# Recently Approved and Future Testosterone Related Products



## Arnold (Mar 15, 2011)

*Recently Approved and Future Testosterone Related Products*
By Nelson Vergel
Author of ???Testosterone: A Man???s Guide???
Testosterone Wisdom


Underarm Spray:

In an attempt to reduce the risk of transference of testosterone to others, a company called Acrux  developed Axiron, a testosterone underarm product.  Axiron has been studied in 155 men in six countries and 26 sites. The product got approved last November (https://investor.lilly.com/releasedetail2.cfm?ReleaseID=532924 )

With this product men were permitted to use an underarm deodorant or antiperspirant during the trial. More than half of the men continued to apply an underarm deodorant or antiperspirant as part of their daily routine.  An analysis of these subgroups showed that this had no impact on the efficacy of Axiron treatment.

Two percent gel:

The same company that is hoping to launch Aveed (Nebido) in the United States, Endo Pharmaceuticals, recently got FDA approval for Fortesta(TM) (testosterone) 2% Gel for men diagnosed with low testosterone.  (Introducing FORTESTA(TM) )

Aveed (Nebido outside the United States)

There is a new long-acting product being reviewed by the FDA in the United States called Aveed (Nebido is the brand name worldwide) that contains testosterone undecanoate, which is injected at a dose of 1,000 mg in Europe (the FDA may not allow that large of a dose in one injection, though) and which produces sustained total testosterone levels above 400 nanograms/dl in four to five months.

This testosterone ester may stay longer in your system so that less frequent injections may be needed. The injection is usually given once every 10 to 14 weeks, though the frequency will depend on your individual testosterone levels. After your first injection you may be asked to come back for another injection at week six. The company claims that only five injections a year are needed.

In an open-label study which enrolled 130 hypogonadal men with blood total testosterone levels below 300 ng/dL at study entry, Aveed was dosed as an intramuscular injection (750 mg) at baseline, at week four, and then every 10 weeks throughout the remainder of the 21-month study. Approximately 70 percent of patients completed all injections and 94 percent of them had total testosterone from 300 to 1,000 nanograms/ml through the entire study.

After  Nebido was approved in Europe a small number of European patients experienced respiratory symptoms immediately following an intramuscular injection of 1000 mg in a  4 cc injection volume, (versus the 750 mg, 3 cc injection volume used in the United States). The makers of Nebido believe, and the FDA concurs, that the reaction is likely the result of a small amount of the oily solution immediately entering the vascular system from the injection site.  This known yet uncommon complication of oil-based depot injections may be related to inappropriate injection technique or site.

The problem is characterized by short-term reactions involving an urge to cough or a shortness of breath. In some rare cases the reaction had been classified as serious or the patient had experienced other symptoms such as dizziness, flushing or fainting. In U.S. clinical trials of Nebido 750 mg (3 cc injection volume), the proposed dose in the U.S., there was a single, mild, non-serious case of oil-based coughing.

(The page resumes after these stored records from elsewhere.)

PR #2583, opened 2022-09-12
[KOA-5548] Update autosuggest to semantic colour tokens

anambl:
|Before|After|
|-|-|
|image|image|

- [ ] `README.md`
- [ ] Tests


olliecurtis (changes requested):
It looks like the packages/package.json file was updated but not the lockfile could you take a look at that?

anambl:
> It looks like the packages/package.json file was updated but not the lockfile could you take a look at that?

You're right, good catch! hadn't noticed that. Updated it now 😄

olliecurtis (approved):

PR #2598, opened 2022-09-28
[KOA-5591] Update tables to semantic colours

anambl:

- [x] `README.md`
- [ ] Tests


packages/bpk-component-datatable/src/BpkDataTable.module.scss
```diff
@@ -71,7 +71,7 @@ $bpk-border-size-datatable: $bpk-border-size-xl * 2;
     }
 
     &--selected {
-      background-color: $bpk-color-sky-gray-tint-06;
+      background-color: $bpk-canvas-contrast-day;
```
olliecurtis, line 74: Is selected to be contrast day? I see in the designs hover is contrast but selected is warning fill?

Screenshot 2022-09-28 at 12 15 45

olliecurtis (changes requested):

packages/bpk-component-datatable/src/BpkDataTable.module.scss
anambl: ohh yes, you are right!!! good catch! will update it now

olliecurtis (approved):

The U.S. manufacturer, Endo Pharmaceuticals, is gathering data to address concerns about the respiratory symptoms. It is not known how much longer it will take the get this product approved in the United States as of June 2010. And even if it gets approved, it may not be widely available for people to buy through private health insurance if the company decides to price it as high as gels.



Libigel (testosterone gel for women)

Results of Phase II

Treatment with LibiGel in BioSante???s Phase II clinical trial significantly increased satisfying sexual events in surgically menopausal women suffering from female sexual dysfunction (FSD). The Phase II trial results showed LibiGel significantly increased the number of satisfying sexual events by 238% versus baseline (p<0.0001); this increase also was significant versus placebo (p<0.05). In this study the effective dose of LibiGel produced testosterone blood levels within the normal range for pre-menopausal women and had a safety profile similar to that observed in the placebo group. In addition, no serious adverse events and no discontinuations due to adverse events occurred in any subject receiving LibiGel. The Phase II clinical trial was a double-blind, placebo-controlled trial, conducted in the United States.

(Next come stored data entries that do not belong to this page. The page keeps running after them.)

PR #2603, opened 2022-09-29
[KOA-5593]: Update Scrim colours

olliecurtis:

- [x] `README.md`
- [x] Tests


packages/bpk-scrim-utils/src/withScrim.js
```diff
@@ -46,7 +47,10 @@ const withScrim = (WrappedComponent) => {
     static propTypes = {
       getApplicationElement: PropTypes.func.isRequired,
       onClose: onClosePropType,
-      dark: PropTypes.bool,
+      dark: deprecated(
```
anambl, line 50: do we need to keep it as `deprecated` if we removed the logic behind it anyways so using it will not have any effect? 🤔

olliecurtis: True that and how it works the prop isn't being used so will update the PR

anambl (approved):
LGTM!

Progress and Plans in Phase III

On January 24, 2008, the US FDA notified BioSante that it had completed and reached agreement with BioSante on a Special Protocol Assessment (SPA) for BioSante???s Phase III safety and efficacy clinical trials of LibiGel in the treatment of hypoactive sexual desire syndrome (HSDD).

Both Phase III safety and efficacy trials are underway and are double-blind, placebo-controlled trials that will enroll approximately 500 surgically menopausal women each for six-months of treatment.

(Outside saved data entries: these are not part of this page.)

PR #2604, opened 2022-09-30
[BD-6195] contribute component - bpk page indicator

giriawu:
Figma link: https://www.figma.com/file/yN0hFyZlKL0Jwbpi0rEKYT/Backpack-Beta?node-id=1763%3A18266

image

- [x] `README.md`
- [x] Tests
- [x] Docs (followed TK has been created)


UNRELEASED.md
```diff
@@ -8,3 +8,8 @@
 
 - bpk-component-accordion:
     - Remove redundant `aria-labeledby` tags in accordion item
+
+**Added**
+
+- bpk-component-page-indicator
+  - The page indicator is a new component that will ensure the consistency of the image gallery display indicator.
```
jasonhuang-sky, line 15:
```suggestion
  - The page indicator is a new component that will be used to display multiple swappable images.
```

packages/bpk-component-page-indicator/README.md
```diff
@@ -0,0 +1,38 @@
...
+
+```sh
+npm install bpk-component-page-indicator --save-dev
+```
+
+## Usage
+
+```js
+import React from 'react';
+import BpkPageIndicator from 'bpk-component-code';
```
jasonhuang-sky, line 15:
```suggestion
import BpkPageIndicator from 'bpk-component-page-indicator';
```

packages/bpk-component-page-indicator/README.md
```diff
@@ -0,0 +1,38 @@
...
+  <BpkPageIndicator
+    currentItem={0}
+    totalItems={7}
+    updateItemCallback={(newIndex) => {
+      console.log('Slide to new index:', newIndex);
+    }}
+  />;
+```
+
+## Props
```
jasonhuang-sky, line 27: You missed the key required props and functions, otherwise how can we used it for displaying multiple swappable images?

jasonhuang-sky (changes requested):

packages/bpk-component-page-indicator/src/BpkPageIndicator.js
```diff
@@ -0,0 +1,190 @@
...
+);
+const DISPLAYED_TOTAL = 5;
+const START_SCROLL_INDEX = Math.floor(DISPLAYED_TOTAL / 2);
+
+export type Props = {
+  className: ?string,
+  showNav?: boolean,
+  currentItem: number,
+  totalItems: number,
+  updateItemCallback?: Function,
```
Supremeyh, line 44: should be like `updateItemCallback: ?() => void,`

packages/bpk-component-page-indicator/package.json
```diff
@@ -0,0 +1,28 @@
+{
+  "name": "bpk-component-page-indicator",
+  "version": "2.1.1",
```
olliecurtis, line 3: Can you set this to 0.0.1 just to ease up when we release?

packages/bpk-component-page-indicator/package.json
```diff
@@ -0,0 +1,28 @@
...
+  "description": "Backpack page-indicator component.",
+  "license": "Apache-2.0",
+  "private": true,
```
olliecurtis, line 6: Can you also remove this line?

(These arent your fault but more out automation not updating when creating new components)

packages/bpk-component-page-indicator/src/BpkPageIndicator.js
```diff
@@ -0,0 +1,190 @@
...
+      newItem = totalItems - 1;
+    }
+    if (index >= totalItems) {
+      newItem = 0;
+    }
+    updateItemCallback(newItem);
+  };
+
+  const handleKeyboardEvent = (e, index) => {
+    if (e.key === KEYS.ENTER || e.key === KEYS.SPACE || e.key === ' ') {
```
olliecurtis, line 81: What does `e.key === '  '` represent here?

olliecurtis (changes requested):

packages/bpk-component-page-indicator/README.md
giriawu: Updated, thank you!

examples/bpk-component-page-indicator/examples.js
```diff
@@ -0,0 +1,67 @@
...
+  );
+};
+
+const DefaultExample = () => (
+  <PageIndicatorContainer id="default-example" totalItems={7} />
+);
+
+const ThreePagesExample = () => (
+  <PageIndicatorContainer id="no-scroll-example" totalItems={3} />
+);
```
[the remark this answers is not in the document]
giriawu: Updated, thank you!

packages/bpk-component-page-indicator/src/BpkPageIndicator.js
giriawu: Updated, thank you!!

packages/bpk-component-page-indicator/README.md
```diff
@@ -0,0 +1,38 @@
...
+
+| Property            | PropType | Required | Default Value |
+|---------------------|----------|----------|---------------|
+| currentItem         | number   | true     | -             |
+| totalItems          | number   | true     | -             |
```
jasonhuang-sky, line 32: We can use `currentIndex` and `totalBullets` instead

packages/bpk-component-page-indicator/README.md
```diff
@@ -0,0 +1,38 @@
...
+| className           | string   | false    | null          |
+| itemClassName       | string   | false    | null          |
+| activeItemClassName | string   | false    | null          |
+| ariaLabel           | string   | false    | 'Go to Slide' |
+| showNav             | bool     | false    | false         |
+| updateItemCallback  | func     | false    | null          |
```
jasonhuang-sky, line 38: Would be better to update to `onClick: (event, index, direction)` instead, so that we can use it to response the three actions, clicking on the bullet or clicking on the left and right buttons

packages/bpk-component-page-indicator/src/BpkPageIndicator.js
```diff
@@ -0,0 +1,190 @@
...
+      {showNav && (
+        <BpkButton
+          iconOnly
+          link
+          onClick={() => {
+            updateItem(currentItem - 1);
+          }}
+        >
+          <AlignedLeftArrowIcon />
+          <span className="visually-hidden">Prev</span>
```
jasonhuang-sky, line 113: Seems we can just set the `aria-label` on the button instead of this span here, eg: `aria-label="Previous Slide"`

packages/bpk-component-page-indicator/src/BpkPageIndicator.js
```diff
@@ -0,0 +1,190 @@
...
+      {showNav && (
+        <BpkButton
+          iconOnly
+          link
+          onClick={() => {
+            updateItem(currentItem + 1);
+          }}
+        >
+          <AlignedRightArrowIcon />
+          <span className="visually-hidden">Next</span>
```
jasonhuang-sky, line 163: same here

packages/bpk-component-page-indicator/src/BpkPageIndicator.js
jasonhuang-sky: And seems that it's easy to put the prev and next button together, we can just use css to make them `space-between` for bullets

jasonhuang-sky: We can also consider wrapping a component `NavButton` for the prev and next buttons

jasonhuang-sky: The button component needs a `disabled` property to ensure it cannot be left clickable at `currentIndex=0`, the same for right click event

packages/bpk-component-page-indicator/README.md
jasonhuang-sky: And I don't think we need `itemClassName` and `activeItemClassName`, because we don't expect the bullet's style to change, that's one reason why it's wrapped as a backpck component, giving users a consistent product experience, which of course includes its look visual

packages/bpk-component-page-indicator/index.js
```diff
@@ -0,0 +1,25 @@
...
+ * See the License for the specific language governing permissions and
+ * limitations under the License.
+ */
+/* @flow strict */
+
+import BpkPageIndicator, {
+  type Props as BpkPageIndicatorProps,
+} from './src/BpkPageIndicator';
+
+export type { BpkPageIndicatorProps };
```
jasonhuang-sky, line 24: Why export it?

packages/bpk-component-page-indicator/src/BpkPageIndicator.js
```diff
@@ -0,0 +1,190 @@
...
+                      ? Math.min(
+                          currentItem - START_SCROLL_INDEX,
+                          totalItems - DISPLAYED_TOTAL,
+                        )
+                      : 0,
+                }
+              : undefined
+          }
+        >
+          {bulletArray.map((index) => (
```
jasonhuang-sky, line 133:
```suggestion
          {[...Array(totalbullets)].map((val, index) => (
```

packages/bpk-component-page-indicator/package.json
```diff
@@ -0,0 +1,28 @@
...
+  "publishConfig": {
+    "registry": "https://registry.npmjs.org/"
+  },
+  "dependencies": {
+    "bpk-component-button": "^7.1.2",
+    "bpk-component-icon": "^10.1.2",
+    "bpk-mixins": "^32.0.2",
+    "bpk-react-utils": "^7.1.0",
+    "prop-types": "^15.5.8",
+    "react-swipeable": "^7.0.0"
```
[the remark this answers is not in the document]
giriawu: As this component is no longer required for swipe function, we will be removing this library. Thank you for your comment!

packages/bpk-component-page-indicator/src/BpkPageIndicator.js
giriawu: This is for the onclick function can also be triggered when the user press on a space.
I don't know why just adding key.spacebar didn't seem to work, so I took a page from [here](https://github.com/Skyscanner/backpack/blob/main/packages/bpk-component-split-input/src/BpkSplitInput.js#L165) and added `e.key === ' '` to determine

UNRELEASED.md
giriawu: Have updated, thank you!

packages/bpk-component-page-indicator/README.md
giriawu: Have removed the swipeable library, thank you!

packages/bpk-component-page-indicator/package.json
giriawu: Have remove this line, thank you!

packages/bpk-component-page-indicator/README.md
giriawu: Have changed name from currentItem -> currentIndex, and totalItems -> totalBullets, thank you!

packages/bpk-component-page-indicator/src/BpkPageIndicator.js
giriawu: Have removed empty span and replace it with new aria-label, thank you!

packages/bpk-component-page-indicator/src/BpkPageIndicator.js
giriawu: Have updated, thank you!

packages/bpk-component-page-indicator/index.js
giriawu: I found that props are exported in many other components even though they don't use them in the backpack project.🤔 So I exported them as well.

packages/bpk-component-page-indicator/README.md
giriawu: Have replaced updateItemCallback with onClick and add direction(on prev button -> -1, on next button -> 1, on bullets -> 0)

packages/bpk-component-page-indicator/src/BpkPageIndicator.js
giriawu: I try to wrap them into the same NavButton, but could not find a good way to overlap this component and page indicator. This is what it looks like after I have combine the `NavButton` and set the position of the page indicator to `absolute` and added a partial margin. It looks like the alignment is not as standard as with flex+center.

packages/bpk-component-page-indicator/src/accessibility-test.js
```diff
@@ -0,0 +1,34 @@
...
+import React from 'react';
+import { render } from '@testing-library/react';
+import { axe } from 'jest-axe';
+
+import BpkPageIndicator from './BpkPageIndicator';
+
+describe('BpkPageIndicator accessibility tests', () => {
+  it('should not have programmatically-detectable accessibility issues', async () => {
+    const { container } = render(
+      <BpkPageIndicator currentItem={0} totalItems={7} showNav />,
```
jasonhuang-sky, line 29: This test case is passed, but you have passed wrong props, interesting, can you make sure that it's executed?

.spelling
```diff
@@ -349,7 +349,6 @@ inputClassName
 inputRef
 isIphone
 isOpen
-itemClassName
```
jasonhuang-sky, line 352: Nice catch, seems it doesn't use to anywhere

.spelling
```diff
@@ -900,3 +900,7 @@ INPUT_TYPES.number
 inputLength
 onSubmit
 otp
+currentIndex
+totalBullets
+showNav
+updateItemCallback
```
jasonhuang-sky, line 906: It should be removed

UNRELEASED.md
```diff
@@ -0,0 +1,4 @@
+**Added**
+
+- bpk-component-page-indicator
+  - The page indicator is a new component that will be used to display multiple swappable images.
```
jasonhuang-sky, line 4: Sorry, you have to update it again since this component doesn't have swappable functionality

packages/bpk-component-page-indicator/README.md
jasonhuang-sky: Then you need to update some usages as well

packages/bpk-component-page-indicator/src/BpkPageIndicator.js
```diff
@@ -0,0 +1,163 @@
...
+          }}
+          aria-label="Previous Slide"
+          disabled={currentIndex === 0}
+        >
+          <AlignedLeftArrowIcon />
+        </BpkButton>
+      )}
+      <div className={getClassName('bpk-page-indicator__container')}>
+        <div
+          className={getClassName('bpk-page-indicator__bulletsContainer')}
```
jasonhuang-sky, line 96:
```suggestion
          className={getClassName('bpk-page-indicator__bullets-container')}
```

packages/bpk-component-page-indicator/src/BpkPageIndicator.js
```diff
@@ -0,0 +1,163 @@
...
+                          totalBullets - DISPLAYED_TOTAL,
+                        )
+                      : 0,
+                }
+              : undefined
+          }
+        >
+          {[...Array(totalBullets)].map((val, index) => (
+            <div
+              role="button"
```
jasonhuang-sky, line 113:
```suggestion
              role="button"
              key={`bullet-${index}`}

```

packages/bpk-component-page-indicator/src/BpkPageIndicator.js
```diff
@@ -0,0 +1,163 @@
...
+                onClick(e, index, DIRECTIONS.BULLETS);
+              }}
+              onKeyDown={(e) => {
+                handleKeyboardEvent(e, index);
+              }}
+              className={getClassName(
+                'bpk-page-indicator__bullet',
+                index === currentIndex && 'bpk-page-indicator__bullet--active',
+              )}
+              aria-label={`${ariaLabel} ${index + 1}`}
```
jasonhuang-sky, line 125:
```suggestion
              aria-label={`${ariaLabel} ${index + 1}`}
              aria-pressed={currentIndex === index ? 'true' : 'false'}
```

packages/bpk-component-page-indicator/src/BpkPageIndicator.js
```diff
@@ -0,0 +1,163 @@
...
+                          currentIndex - START_SCROLL_INDEX,
+                          totalBullets - DISPLAYED_TOTAL,
+                        )
+                      : 0,
+                }
+              : undefined
+          }
+        >
+          {[...Array(totalBullets)].map((val, index) => (
+            <div
```
jasonhuang-sky, line 112: Maybe we can consider just using `button` directly here?

packages/bpk-component-page-indicator/src/BpkPageIndicator.js
giriawu: Have extract a `NavButton` component to wrap the nav button. Thank you for your comment!

packages/bpk-component-page-indicator/src/accessibility-test.js
giriawu: Have updated, thank you!

.spelling
giriawu: Updated, thank you!!

UNRELEASED.md
giriawu: Have updated a new instrument, hope to be reviewed again! Thank you!

packages/bpk-component-page-indicator/src/BpkPageIndicator.js
giriawu: Updated, thank you!

packages/bpk-component-page-indicator/src/BpkPageIndicator.js
giriawu: Updated, thank you!

packages/bpk-component-page-indicator/src/BpkPageIndicator.js
giriawu: Added this, thank you!

packages/bpk-component-page-indicator/src/BpkPageIndicator.js
giriawu: Updated, thank you!!

jasonhuang-sky (approved):

olliecurtis (changes requested):

packages/bpk-component-page-indicator/README.md
```diff
@@ -0,0 +1,39 @@
...
+```
+
+## Props
+
+| Property     | PropType | Required | Default Value |
+|--------------|----------|----------|---------------|
+| currentIndex | number   | true     | -             |
+| totalBullets | number   | true     | -             |
+| className    | string   | false    | null          |
+| ariaLabel    | string   | false    | 'Go to Slide' |
```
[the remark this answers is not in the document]
giriawu: I've looked at the design of some of the other components of backpack and I think we could really design `ariaLabel` as a required property.

packages/bpk-component-page-indicator/src/BpkPageIndicator.js
```diff
@@ -0,0 +1,157 @@
...
+  const handleKeyboardEvent = (e, index) => {
+    if (e.key === KEYS.ENTER || e.key === KEYS.SPACE || e.key === ' ') {
+      e.preventDefault();
+      onClick(e, index, DIRECTIONS.BULLETS);
+    }
+  };
+
+  return (
+    // $FlowFixMe[cannot-spread-inexact] - inexact rest. See 'decisions/flowfixme.md'.
+    <div className={className} {...rest}>
```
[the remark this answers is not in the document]
giriawu: Have removed `...rest`, thank you!

packages/bpk-component-page-indicator/src/BpkPageIndicator.module.scss
```diff
@@ -0,0 +1,86 @@
...
+    width: $dot-size;
+    height: $dot-size;
+    padding: 0;
+    border: none;
+    border-radius: 50%;
+    background-color: $bpk-line-day;
+    margin-inline: $dot-margin;
+
+    &--active {
+      background-color: $bpk-marcomms-grey-40;
```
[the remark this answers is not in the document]
giriawu: Have changed it into `$bpk-text-secondary-day` thank you!

packages/bpk-component-page-indicator/src/BpkPageIndicator.module.scss
```diff
@@ -0,0 +1,86 @@
...
+    }
+  }
+
+  &__dark {
+    background-color: $bpk-private-button-link-on-dark-pressed-foreground-night;
+
+    &--active {
+      background-color: $bpk-color-white;
```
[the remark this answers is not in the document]
giriawu: Have changed it into `$bpk-text-on-dark-day`, thank you!

packages/bpk-component-page-indicator/README.md
```diff
@@ -0,0 +1,39 @@
+# bpk-component-page-indicator
+
+> Backpack example component.
+
+## Installation
+
+```sh
+npm install bpk-component-page-indicator --save-dev
```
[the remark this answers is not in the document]
giriawu: Have updated, thank you!

packages/bpk-component-page-indicator/README.md
```diff
@@ -0,0 +1,39 @@
...
+```
+
+## Usage
+
+```js
+import React from 'react';
+import BpkPageIndicator from 'bpk-component-page-indicator';
```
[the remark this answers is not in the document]
giriawu: Have updated, thank you!

packages/bpk-component-page-indicator/README.md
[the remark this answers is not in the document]
giriawu: Have updated, thank you!

packages/bpk-component-page-indicator/src/NavButton.js
```diff
@@ -0,0 +1,80 @@
...
+      iconOnly
+      link
+      onClick={(e) => {
+        if (prev) {
+          onClick(e, currentIndex - 1, DIRECTIONS.PREV);
+        } else {
+          onClick(e, currentIndex + 1, DIRECTIONS.NEXT);
+        }
+      }}
+      aria-label={prev ? 'Previous Slide' : 'Next Slide'}
```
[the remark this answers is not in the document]
giriawu: Have export `bulletLabel`, `prevNavLabel`, `nextNavLabel` to add aria-label for bullets and navButtons.  Thank you for your comment!

packages/bpk-component-page-indicator/src/BpkPageIndicator.module.scss
```diff
@@ -0,0 +1,86 @@
...
+    background-color: $bpk-line-day;
+    margin-inline: $dot-margin;
+
+    &--active {
+      background-color: $bpk-marcomms-grey-40;
+    }
+  }
+
+  &__dark {
+    background-color: $bpk-private-button-link-on-dark-pressed-foreground-night;
```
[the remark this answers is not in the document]
giriawu: Have changed it into `$bpk-line-on-dark-day`, thank you!!

packages/bpk-component-page-indicator/src/NavButton.js
```diff
@@ -0,0 +1,81 @@
...
+import BpkButton from '../../bpk-component-button';
+import LeftArrowIcon from '../../bpk-component-icon/lg/chevron-left';
+import RightArrowIcon from '../../bpk-component-icon/lg/chevron-right';
+
+type Props = {
+  prev?: boolean,
+  disabled?: boolean,
+  currentIndex: number,
+  onClick: ?() => void,
+  navButtonLabel: string,
```
jasonhuang-sky, line 33: Would be better to just use `ariaLabel` instead

packages/bpk-component-page-indicator/src/NavButton.js
```diff
@@ -0,0 +1,81 @@
...
+      {prev ? <AlignedLeftArrowIcon /> : <AlignedRightArrowIcon />}
+    </BpkButton>
+  );
+};
+
+NavButton.propTypes = {
+  prev: PropTypes.bool,
+  disabled: PropTypes.bool,
+  currentIndex: PropTypes.number.isRequired,
+  onClick: PropTypes.func,
```
jasonhuang-sky, line 72: `ariaLabel` also needs to be added here

packages/bpk-component-page-indicator/src/BpkPageIndicator-test.js
```diff
@@ -0,0 +1,59 @@
...
+
+  it('should support showNav attribute', () => {
+    const { asFragment } = render(<BpkPageIndicator {...props} showNav />);
+    expect(asFragment()).toMatchSnapshot();
+  });
+
+  it('should support arbitrary props', () => {
+    const { asFragment } = render(<BpkPageIndicator {...props} testid="123" />);
+    expect(asFragment()).toMatchSnapshot();
+  });
```
jasonhuang-sky, line 58: Seems it doesn't support arbitrary props anymore

examples/bpk-component-page-indicator/examples.js
```diff
@@ -0,0 +1,110 @@
...
+    style={{ width: imageWidth, height: imageHeight }}
+    imageStyle={{
+      backgroundRepeat: 'no-repeat',
+      backgroundSize: 'cover',
+      backgroundPosition: '50% 50%',
+    }}
+    src={image}
+  >
+    <PageIndicatorContainer
+      id="over-image-example"
```
jasonhuang-sky, line 71: `id` also needs to be removed

packages/bpk-component-page-indicator/src/BpkPageIndicator.js
```diff
@@ -0,0 +1,162 @@
...
+            }
+          >
+            {[...Array(totalBullets)].map((val, index) => (
+              <button
+                type="button"
+                tabIndex={0}
+                onClick={(e) => {
+                  onClick(e, index, DIRECTIONS.BULLETS);
+                }}
+                onKeyDown={(e) => {
```
jasonhuang-sky, line 110: Since you have changed this tag from `div` to `button` so no need `tabIndex` and `onKeyDown` anymore

packages/bpk-component-page-indicator/src/NavButton.js
```diff
@@ -0,0 +1,81 @@
...
+  currentIndex: number,
+  onClick: ?() => void,
+  navButtonLabel: string,
+};
+
+export const DIRECTIONS = {
+  PREV: -1,
+  BULLETS: 0,
+  NEXT: 1,
+};
```
jasonhuang-sky, line 40:
```suggestion
export const DIRECTIONS = {
  PREV: 'PREV',
  BULLETS: 'BULLETS',
  NEXT: 'NEXT',
};
```

packages/bpk-component-page-indicator/src/NavButton.js
giriawu: Have changed into `ariaLabel`, thank you for your patient review!

packages/bpk-component-page-indicator/src/NavButton.js
giriawu: Have added as required, thank you for your review!

packages/bpk-component-page-indicator/src/BpkPageIndicator-test.js
giriawu: Right, have removed this test, thank you!

examples/bpk-component-page-indicator/examples.js
giriawu: Have removed `id`, thank you for your patient review!

packages/bpk-component-page-indicator/src/BpkPageIndicator.js
giriawu: Right, have removed these props, thank you for your patient review!

packages/bpk-component-page-indicator/src/NavButton.js
giriawu: Have updated, thank you for your patient review!

packages/bpk-component-page-indicator/src/BpkPageIndicator.js
```diff
@@ -0,0 +1,157 @@
...
+const START_SCROLL_INDEX = Math.floor(DISPLAYED_TOTAL / 2);
+
+export type Props = {
+  className: ?string,
+  showNav: ?boolean,
+  currentIndex: number,
+  totalBullets: number,
+  onClick: ?() => void,
+  ariaLabel: ?string,
+  dark: ?boolean,
```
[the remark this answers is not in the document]
olliecurtis: Would we be able to change it to OverImage so it matches the figma naming? (The naming on the left in the above screenshot)

As we want to reserve the use of `dark` so that it doesn't give the impression of dark mode which at this time we don't support but may in the future

packages/bpk-component-page-indicator/src/BpkPageIndicator.js
```diff
@@ -0,0 +1,143 @@
...
+          disabled={currentIndex === totalBullets - 1}
+          ariaLabel={nextNavLabel}
+        />
+      )}
+    </div>
+  </div>
+);
+
+BpkPageIndicator.propTypes = {
+  bulletLabel: PropTypes.string.isRequired,
```
olliecurtis, line 125: Would you be able to use indicatorLabel instead of bulletLabel just so it clears any potential confusion on what that is and fits with the component?

packages/bpk-component-page-indicator/src/BpkPageIndicator.js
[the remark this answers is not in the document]
giriawu: Have updated this props from `dark` into `overImage`, and changed from `bullet` into `indicator`
`bulletLabel` -> `indicatorLabel`
`totalBullets` -> `totalIndicators`
`__bullet` -> `__indicator`

packages/bpk-component-page-indicator/src/BpkPageIndicator.js
giriawu: Have updated and changed from `bullet` into `indicator`
`bulletLabel` -> `indicatorLabel`
`totalBullets` -> `totalIndicators`
`__bullet` -> `__indicator`
Thank you very much!

packages/bpk-component-page-indicator/src/BpkPageIndicator.js
```diff
@@ -0,0 +1,144 @@
...
+  className: ?string,
+  showNav: ?boolean,
+  currentIndex: number,
+  totalIndicators: number,
+  onClick: ?() => void,
+  indicatorLabel: string,
+  prevNavLabel: string,
+  nextNavLabel: string,
+  overImage: ?boolean,
+};
```
olliecurtis, line 43: I spoke to the team to align on the API so that we can replicate the same for apps and a good idea came up

Could we change this from being a boolean and switch to using a prop called `style`, which would then be an enum of two styles `'default'` and `'overImage'`?

This makes it expandable for the future and moves away from booleans to set the style

giriawu: Hi I've exported the props `style` with two styles - `default` and `overImage`. Thank you for your comment!

packages/bpk-component-page-indicator/src/BpkPageIndicator.js
```diff
@@ -0,0 +1,144 @@
...
+              : undefined
+          }
+        >
+          {[...Array(totalIndicators)].map((val, index) => (
+            <button
+              type="button"
+              onClick={(e) => {
+                onClick(e, index, DIRECTIONS.INDICATORS);
+              }}
+              className={getClassName(
```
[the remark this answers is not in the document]
giriawu: I've simplified logic here and adjust scss file accordingly. Thank you!!

.spelling
```diff
@@ -900,3 +900,11 @@ INPUT_TYPES.number
...
 onSubmit
 otp
+currentIndex
+totalIndicators
+showNav
+indicatorLabel
+prevNavLabel
+nextNavLabel
+overImage
+default
```
jasonhuang-sky, line 910: This is a correct word, I think it shouldn't be here

packages/bpk-component-page-indicator/README.md
```diff
@@ -0,0 +1,44 @@
...
+| Property        | PropType | Required | Default Value |
+|-----------------|----------|----------|---------------|
+| currentIndex    | number   | true     | -             |
+| totalIndicators | number   | true     | -             |
+| indicatorLabel  | string   | true     | -             |
+| prevNavLabel    | string   | true     | -             |
+| nextNavLabel    | string   | true     | -             |
+| className       | string   | false    | null          |
+| showNav         | bool     | false    | false         |
+| style           | object   | false    | 'default'     |
```
jasonhuang-sky, line 42:
```suggestion
| style           | oneOf(INDICATOR_STYLE_TYPE)   | false    | INDICATOR_STYLE_TYPE.default    |
```

packages/bpk-component-page-indicator/src/BpkPageIndicator.js
```diff
@@ -0,0 +1,146 @@
...
+  </div>
+);
+
+BpkPageIndicator.propTypes = {
+  indicatorLabel: PropTypes.string.isRequired,
+  prevNavLabel: PropTypes.string.isRequired,
+  nextNavLabel: PropTypes.string.isRequired,
+  currentIndex: PropTypes.number.isRequired,
+  totalIndicators: PropTypes.number.isRequired,
+  style: PropTypes.oneOfType(Object.values(INDICATOR_STYLE_TYPE)),
```
jasonhuang-sky, line 133: I think it would be more common to use `Object.keys`

packages/bpk-component-page-indicator/README.md
```diff
@@ -0,0 +1,44 @@
+# bpk-component-page-indicator
+
+> Backpack example component.
```
anambl, line 3: very small thing from me if you could change this to page-indicator instead of example 😄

The last issue beyond efficacy has been the question of safety of testosterone therapy in women, even though there are no data to indicate that low dose testosterone causes any serious adverse events in women. Therefore, in addition to the two Phase III safety and efficacy trials described above, BioSante is conducting one Phase III cardiovascular safety study of LibiGel. The safety study is a randomized, double-blind, placebo-controlled, multi-center, cardiovascular events driven study of between 2,400 and 3,100 women exposed to LibiGel or placebo for 12 months. At the end of 12 months BioSante intends to submit a LibiGel new drug application (NDA) for review and possible approval by FDA. BioSante will continue to follow the women enrolled in the safety study for an additional four years after the NDA submission and possible approval of LibiGel.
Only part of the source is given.